Quite obviously the major beneficial fallout of this first-of-its-type convention is the establishment of FIPE and the entry of Europe into the international education arena overly dominated by the Anglo-Saxon, English speaking countries. FIPE cannot but bode well for pushing education higher on the agendas of laggard third world nations to attain the United Nations Education For All goal by 2015.

Dilip Thakore (Paris)

Delhi

Mobile school fears

In a tacit admission that several thousands of street children are out of school in the national capital region, the Delhi state government has announced mobile schools which will enroll an estimated one million children under the Central government Sarva Shiksha Abhiyaan (SSA) or Education For All programme. The groups identified for this purpose include street children, distressed girl children and those residing in slums and red light areas. For this purpose the government has steeply hiked its SSA budget to Rs.123 crore from Rs.19 crore of last year, and has also drawn up plans to inter-link schools with net-based picture projection technology. Moreover to attract children, health check-ups and nutrition supplements will be provided. “Our effort is to reach out to the underprivileged, focus on providing them basic education and motivate them to enroll in regular schools,” says Arvinder Singh Lovely, education minister of the Delhi state government.

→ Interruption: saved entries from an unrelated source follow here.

PR #953, opened 2016-05-17
Fix NPE when node is null

SerCeMan:
Method formatStatus throws NPE if the node is null. 
Now we throw readable message instead.


nacx:
Pushed to master as [0e41b45a](http://git-wip-us.apache.org/repos/asf/jclouds/commit/0e41b45a). Thanks @SerCeMan!

PR #954, opened 2016-05-17
Support for "Placement.Tenancy" and "Placement.HostId" AWS EC2 parameters

storgashov:
Fixes [JCLOUDS-1114](https://issues.apache.org/jira/browse/JCLOUDS-1114).

This adds support for "Placement.Tenancy" and "Placement.HostId" parameters for the "RunInstances" action in AWS EC2 API.

See also AWS EC2 API docs:
- [RunInstances](http://docs.aws.amazon.com/AWSEC2/latest/APIReference/API_RunInstances.html) action
- [Placement](http://docs.aws.amazon.com/AWSEC2/latest/APIReference/API_Placement.html) data type


nacx:
Thanks for the patch @storgashov! Code looks good, but a couple of tests should also be added:

* Add the new options to the [AWSInstanceApiTest#testRunInstancesOptions](https://github.com/jclouds/jclouds/blob/master/providers/aws-ec2/src/test/java/org/jclouds/aws/ec2/features/AWSInstanceApiTest.java#L119-L143), to verify the requests are properly generated.
* Include the new options in the [AWSEC2ComputeServiceApiMockTest#launchVPCSpotInstanceSubnetId](https://github.com/jclouds/jclouds/blob/master/providers/aws-ec2/src/test/java/org/jclouds/aws/ec2/compute/AWSEC2ComputeServiceApiMockTest.java#L49-L87), or just copy the test and create a new one, to verify that options are properly populated from the compute service options to the generated http request.

providers/aws-ec2/src/main/java/org/jclouds/aws/ec2/options/AWSRunInstancesOptions.java
```diff
@@ -61,6 +61,22 @@ public AWSRunInstancesOptions inPlacementGroup(String placementGroup) {
    }
 
    /**
+    * Specifies the tenancy of the instance within which to launch the instance(s).
+    */
+   public AWSRunInstancesOptions withTenancy(String tenancy) {
```
nacx: Looking at the docs, it looks like the only allowed values are `default | dedicated | host`. I think it is worth creating an enum so users don't have the chance to pass in the wrong values (the same enum should be used here and in the aws template options.

storgashov:
@nacx, thanks for your review! I've updated the patch according to your comments, please take a look.
Also please confirm, if the ``Tenancy`` enum name and package I've selected is ok.

nacx:
Squashed, amended commit message to include the JIRA issue, and pushed to master as [ccd1ef2b](http://git-wip-us.apache.org/repos/asf/jclouds/commit/ccd1ef2b).Thanks @storgashov!

PR #957, opened 2016-05-19
update CloudstackTemplateOptions pattern

andreaturli:


apis/cloudstack/src/main/java/org/jclouds/cloudstack/compute/options/CloudStackTemplateOptions.java
```diff
@@ -48,265 +55,208 @@
...
-      return this.getNetworks();
+   public CloudStackTemplateOptions userData(String userData) {
+      this.userData = checkNotNull(userData, "userdata").getBytes(Charsets.UTF_8);
+      return this;
    }
 
-   public CloudStackTemplateOptions setupStaticNat(boolean setupStaticNat) {
-      this.setupStaticNat = setupStaticNat;
+   public CloudStackTemplateOptions userData(URL userDataUrl) throws IOException {
+      this.userData = Resources.toString(checkNotNull(userDataUrl, "userDataUrl"), Charsets.UTF_8).getBytes(Charsets.UTF_8);
```
nacx: Why providing this method that accepts a URL? I don't see it necessary and only introduces issues: can we guarantee the classloader being used to load the resource the right one to load the file? And if jclouds code is deployed in a webapp? Where do we expect to load files from?

IMO there is no need to provide this "sugar" method. Let users read files/resources themselves and just pass the array of bytes.

PR #959, opened 2016-05-20
Handle nested braces in UriTemplates.expand

andrewgaul:
This allows replacement of JSON-like payloads without using hacks like
percent-encoding braces.


nacx:
lgtm!

PR #961, opened 2016-05-21
[JCLOUDS-1115] Include filesystem API dependency in jclouds-allblobstore when using Java 8 or higher

Gerrit-Janssen:


andrewgaul:
Thank you for your contribution @Gerrit-Janssen!

PR #452, opened 2020-11-29
Expand drag tool comments

### LINKED ISSUE #451: Interplay between DragTool flags not clear
The DragTool has a boolean flag called `end_drag_on_leave` that is True by default. However, the behavior of ending when the drag leaves is only observed when `capture_mouse` is False. This is because mouse leave events are generated by a mouse move event traveling through AbstractWindow and being transformed into mouse leave event; however, if `capture_mouse` is True, then events are dispatched back to the DragTool instead of passing through AbstractWindow. Therefore, `end_drag_on_leave` never works as expected so long as `capture_mouse` is True. This behavior is not clear from the documentation.

notmatthancock:
- Adds additional explanatory comments to DragTool flags
- Changes default value of `end_drag_on_leave` to False because the default value of True doesn't produce the described behavior

Closes #451

### DIFF
--- a/enable/tools/drag_tool.py
+++ b/enable/tools/drag_tool.py
@@ -17,7 +17,9 @@ class DragTool(BaseTool):
     drag_button = Enum("left", "right")
 
     # End the drag operation if the mouse leaves the associated component?
-    end_drag_on_leave = Bool(True)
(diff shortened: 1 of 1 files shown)


jwiggins (approved):
LGTM

PR #453, opened 2020-11-30
Remove EOF markers in python source files

rahulporuri:
This PR removes `EOF` markers in Python source files.


jwiggins (approved):
Such a strange convention...

PR #454, opened 2020-11-30
Make improvements to edmtool

rahulporuri:
This PR makes the following improvements to edmtool

- ensure that `-h` works along with `--help`
- add a new `shell` command

### DIFF
--- a/ci/edmtool.py
+++ b/ci/edmtool.py
@@ -153,9 +153,9 @@ github_url_fmt = "git+http://github.com/enthought/{0}.git#egg={0}"
 
 
 # Ensure that "-h" is supported for getting help.
-CONTEXT_SETTINGS = dict(
-    help_option_names=["-h", "--help"],
-)
+CONTEXT_SETTINGS = {
+    "help_option_names": ["-h", "--help"],
+}
 
 
 @click.group(context_settings=CONTEXT_SETTINGS)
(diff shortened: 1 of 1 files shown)


ci/edmtool.py
```diff
@@ -152,7 +152,13 @@
 github_url_fmt = "git+http://github.com/enthought/{0}.git#egg={0}"
 
 
-@click.group()
+# Ensure that "-h" is supported for getting help.
+CONTEXT_SETTINGS = dict(
```
jwiggins, line 156: Nit: No reason why this shouldn't be a dictionary literal

ci/edmtool.py
```diff
@@ -234,6 +240,23 @@ def install(runtime, toolkit, pillow, environment, source):
...
+@click.option('--pillow', default='pillow')
+@click.option('--environment', default=None)
+def shell(runtime, toolkit, pillow, environment):
+    """ Create a shell into the EDM development environment
+    (aka 'activate' it).
+
+    """
+    parameters = get_parameters(runtime, toolkit, pillow, environment)
+    commands = [
+        "edm shell -e {environment}",
```
jwiggins, line 255: Not really your fault, but it seems a little bit smelly to split on whitespace when turning these strings into command lines. There are cases where that will fail.

jwiggins (approved):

However all this activity and promises hasn’t impressed education activists here. “The most unfortunate aspect of this proposal is that while the Congress-led UPA government is examining the possibility of implementing a common school system based on the concept of neighbourhood schools ensuring equal educational opportunity to every child, the Congress government of the state of Delhi is working towards strengthening the multi-track education system in the state,” says Karam Tyagi, convenor of the Delhi-based National Alliance for Right to Education and Equity (NAFRE). According to Tyagi the much-hyped SSA is an anti-national brainchild of the previous NDA government to legitimise non-formal, cheaper options to achieve the Education For All goal. “SSA is a policy ploy for shifting responsibility for education from the state to the community, which can have disastrous results,” he warns.

Newly appointed secretary (education) Reena Ray says that the state government is very serious about implementing this new initiative and is planning to seek the help of international funding agencies for infrastructure requirements. “Though mobile schools cannot replace formal classroom education and are not an alternative to formal schools, we don’t have any other mechanism by which we can persuade street children to learn,” says Ray.

But Tyagi is unimpressed. “It is really a mockery. On one hand government schools lack basic infrastructure and teaching aids and on the other hand the government is promoting such high cost, hi-tech activities, which will hardly contribute to the improvement of the quality of education,” he says.

Among educationists there is widespread and justified apprehension that this is a panicky high-cost exercise to deliver vaguely defined para or informal education. The requirements of a planned, scientific assessment of financial needs to ensure equitable qualitative education to every child have been bypassed. There is a pervasive feeling that the system of “literacy for masses and education for classes” is being reinforced by the hastily proposed mobile schools.